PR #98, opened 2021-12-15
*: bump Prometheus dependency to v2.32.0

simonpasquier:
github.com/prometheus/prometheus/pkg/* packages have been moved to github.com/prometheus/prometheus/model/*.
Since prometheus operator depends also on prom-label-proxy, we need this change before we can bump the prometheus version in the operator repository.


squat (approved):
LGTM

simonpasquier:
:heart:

# WORK REQUEST
Say how many lines above hold "bump", and nothing else.

# ANSWER SECTION
2